To use the features in this blog post for reading sub-arrays or lower resolution
arrays, you need stars >= 0.5-7 and sf >= 1.0-9, which you can get by installing
from source by
```{r eval=FALSE}
remotes::install_github("r-spatial/sf") # requires rtools42 on windows
remotes::install_github("r-spatial/stars")
```
You need both, since `stars` uses `sf`'s binding to GDAL - `stars`
is a pure R package, all linking to GDAL happens through `sf`.

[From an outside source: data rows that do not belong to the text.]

PR #134, opened 2020-07-23
Add MailtoUI to Mentor Page Mentor card.

Sami-2000:
Add "mailtoui" class to the mentor card email links. Run mailtoUI once everything has been loaded onto the page.

### DIFF
--- a/src/main/webapp/mentors.js
+++ b/src/main/webapp/mentors.js
@@ -50,6 +50,7 @@ function getMentors() {
       console.log(mentor);
       mentorsContainer.appendChild(createMentorElement(mentor));
     }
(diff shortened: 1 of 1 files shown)


src/main/webapp/mentors.js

Alternatively, and in particular if you use Windows or MACOS you
could install the github versions as binary package from r-universe:

```{r eval=FALSE}
install.packages("sf", repos = "https://r-spatial.r-universe.dev")
install.packages("stars", repos = "https://r-spatial.r-universe.dev")
```

**update** users have reported
[failure](https://github.com/r-spatial/stars/issues/564)
to reproduce the steps in this blog post. Note that this blog
post was run on a version of `sf` linked to GDAL 3.4.3 from the
[ubuntugis-unstable](https://github.com/r-spatial/sf#ubuntu) ppa. If
you have `sf` linked to an older version of GDAL, or if the GDAL
version was not linked against BLOSC, then this (or parts of it)
may not work. Note that Zarr, and Zarr support in GDAL are all very
recent developments, and it takes time for modern library support to
propagate through e.g. CRAN build toolchains -- we are working on it!